Word for word, set down the entries that follow.

RECORDS SUPPLIED:

========================

PR #322, opened 2019-07-25
Update manifest for Kubernetes 1.15

jsafrane:
`deploy/kubernetes` does not work since Kubernetes 1.14:

* The cluster-driver-registrar sidecar container was not released in 1.14 and the version from 1.13 does not work. It is now formally deprecated, so create `CSIDriver` instance during installation.
* Bumped image versions to 1.15.
* Fixed also couple of issues with the yaml file along the way.

### DIFF
--- a/deploy/kubernetes/manifest.yaml
+++ b/deploy/kubernetes/manifest.yaml
@@ -84,13 +84,16 @@ roleRef:
 ---
 
 kind: StatefulSet
-apiVersion: apps/v1beta1
+apiVersion: apps/v1
 metadata:
   name: ebs-csi-controller
   namespace: kube-system
 spec:
   serviceName: ebs-csi-controller
   replicas: 1
+  selector:
+    matchLabels:
+      app: ebs-csi-controller
   template:
     metadata:
       labels:
@@ -139,7 +142,7 @@ spec:
             periodSeconds: 10
             failureThreshold: 5
         - name: csi-provisioner
-          image: quay.io/k8scsi/csi-provisioner:v1.1.0
+          image: quay.io/k8scsi/csi-provisioner:v1.3.0
           args:
             - --provisioner=ebs.csi.aws.com
             - --csi-address=$(ADDRESS)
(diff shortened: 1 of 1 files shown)


leakingtapan:
> deploy/kubernetes does not work since Kubernetes 1.14 

Could you clarify on what is not working on 1.14? I have e2e tests testing against 1.14, and don't find any obvious issue.

deploy/kubernetes/manifest.yaml
```diff
@@ -193,7 +155,7 @@ spec:
             - name: socket-dir
               mountPath: /var/lib/csi/sockets/pluginproxy/
         - name: csi-attacher
-          image: quay.io/k8scsi/csi-attacher:v1.1.0
+          image: quay.io/k8scsi/csi-attacher:v1.2.0
```
leakingtapan: same as above question

jsafrane:
> Could you clarify on what is not working on 1.14

As I wrote above, cluster-driver-registrar sidecar container was not released in 1.14 and the version from 1.13 does not work. It most probably does not create CSIDriver instance.

deploy/kubernetes/manifest.yaml
```diff
@@ -167,20 +141,8 @@ spec:
...
-            - --v=5
-          env:
-            - name: ADDRESS
-              value: /csi/csi.sock
-          volumeMounts:
-            - name: socket-dir
-              mountPath: /csi
         - name: csi-provisioner
-          image: quay.io/k8scsi/csi-provisioner:v1.1.0
+          image: quay.io/k8scsi/csi-provisioner:v1.3.0
```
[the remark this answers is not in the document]
jsafrane: Kubernetes docs claim that 1.3.0 works with 1.14
https://kubernetes-csi.github.io/docs/external-provisioner.html

deploy/kubernetes/manifest.yaml
jsafrane: https://kubernetes-csi.github.io/docs/external-attacher.html

PR #325, opened 2019-07-31
Remove the deprecated connection-timeout flag for liveness probe

leakingtapan:
**Is this a bug fix or adding new feature?**
The connection-timeout is deprecated: https://github.com/kubernetes-csi/livenessprobe/blob/v1.1.0/cmd/livenessprobe/main.go#L41

PR #327, opened 2019-08-06
Update helm manifest for 1.15

wongma7:

**What is this PR about? / Why do we need it?** keep the helm manifest up to date with the deploy/kubernetes manifest updated in https://github.com/kubernetes-sigs/aws-ebs-csi-driver/pull/322

**What testing is done?** ran helm install like
helm install --name aws-ebs-csi-driver \
    --set enableVolumeScheduling=true \
    --set enableVolumeResizing=true \
    --set enableVolumeSnapshot=true \
    --set image.repository=$IMAGE_NAME \
    --set image.tag=$IMAGE_TAG \
    ./aws-ebs-csi-driver

and all containers go Running without issue.

### DIFF
--- a/aws-ebs-csi-driver/templates/manifest.yaml
+++ b/aws-ebs-csi-driver/templates/manifest.yaml
@@ -81,35 +81,6 @@ roleRef:
   name: ebs-external-attacher-role
   apiGroup: rbac.authorization.k8s.io
 
----
-
-kind: ClusterRole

========================

RESULT OF THIS EXERCISE:
PR #322, opened 2019-07-25
Update manifest for Kubernetes 1.15

jsafrane:
`deploy/kubernetes` does not work since Kubernetes 1.14:

* The cluster-driver-registrar sidecar container was not released in 1.14 and the version from 1.13 does not work. It is now formally deprecated, so create `CSIDriver` instance during installation.
* Bumped image versions to 1.15.
* Fixed also couple of issues with the yaml file along the way.

### DIFF
--- a/deploy/kubernetes/manifest.yaml
+++ b/deploy/kubernetes/manifest.yaml
@@ -84,13 +84,16 @@ roleRef:
 ---
 
 kind: StatefulSet
-apiVersion: apps/v1beta1
+apiVersion: apps/v1
 metadata:
   name: ebs-csi-controller
   namespace: kube-system
 spec:
   serviceName: ebs-csi-controller
   replicas: 1
+  selector:
+    matchLabels:
+      app: ebs-csi-controller
   template:
     metadata:
       labels:
@@ -139,7 +142,7 @@ spec:
             periodSeconds: 10
             failureThreshold: 5
         - name: csi-provisioner
-          image: quay.io/k8scsi/csi-provisioner:v1.1.0
+          image: quay.io/k8scsi/csi-provisioner:v1.3.0
           args:
             - --provisioner=ebs.csi.aws.com
             - --csi-address=$(ADDRESS)
(diff shortened: 1 of 1 files shown)


leakingtapan:
> deploy/kubernetes does not work since Kubernetes 1.14 

Could you clarify on what is not working on 1.14? I have e2e tests testing against 1.14, and don't find any obvious issue.

deploy/kubernetes/manifest.yaml
```diff
@@ -193,7 +155,7 @@ spec:
             - name: socket-dir
               mountPath: /var/lib/csi/sockets/pluginproxy/
         - name: csi-attacher
-          image: quay.io/k8scsi/csi-attacher:v1.1.0
+          image: quay.io/k8scsi/csi-attacher:v1.2.0
```
leakingtapan: same as above question

jsafrane:
> Could you clarify on what is not working on 1.14

As I wrote above, cluster-driver-registrar sidecar container was not released in 1.14 and the version from 1.13 does not work. It most probably does not create CSIDriver instance.

deploy/kubernetes/manifest.yaml
```diff
@@ -167,20 +141,8 @@ spec:
...
-            - --v=5
-          env:
-            - name: ADDRESS
-              value: /csi/csi.sock
-          volumeMounts:
-            - name: socket-dir
-              mountPath: /csi
         - name: csi-provisioner
-          image: quay.io/k8scsi/csi-provisioner:v1.1.0
+          image: quay.io/k8scsi/csi-provisioner:v1.3.0
```
[the remark this answers is not in the document]
jsafrane: Kubernetes docs claim that 1.3.0 works with 1.14
https://kubernetes-csi.github.io/docs/external-provisioner.html

deploy/kubernetes/manifest.yaml
jsafrane: https://kubernetes-csi.github.io/docs/external-attacher.html

PR #325, opened 2019-07-31
Remove the deprecated connection-timeout flag for liveness probe

leakingtapan:
**Is this a bug fix or adding new feature?**
The connection-timeout is deprecated: https://github.com/kubernetes-csi/livenessprobe/blob/v1.1.0/cmd/livenessprobe/main.go#L41

PR #327, opened 2019-08-06
Update helm manifest for 1.15

wongma7:

**What is this PR about? / Why do we need it?** keep the helm manifest up to date with the deploy/kubernetes manifest updated in https://github.com/kubernetes-sigs/aws-ebs-csi-driver/pull/322

**What testing is done?** ran helm install like
helm install --name aws-ebs-csi-driver \
    --set enableVolumeScheduling=true \
    --set enableVolumeResizing=true \
    --set enableVolumeSnapshot=true \
    --set image.repository=$IMAGE_NAME \
    --set image.tag=$IMAGE_TAG \
    ./aws-ebs-csi-driver

and all containers go Running without issue.

### DIFF
--- a/aws-ebs-csi-driver/templates/manifest.yaml
+++ b/aws-ebs-csi-driver/templates/manifest.yaml
@@ -81,35 +81,6 @@ roleRef:
   name: ebs-external-attacher-role
   apiGroup: rbac.authorization.k8s.io
 
----
-
-kind: ClusterRole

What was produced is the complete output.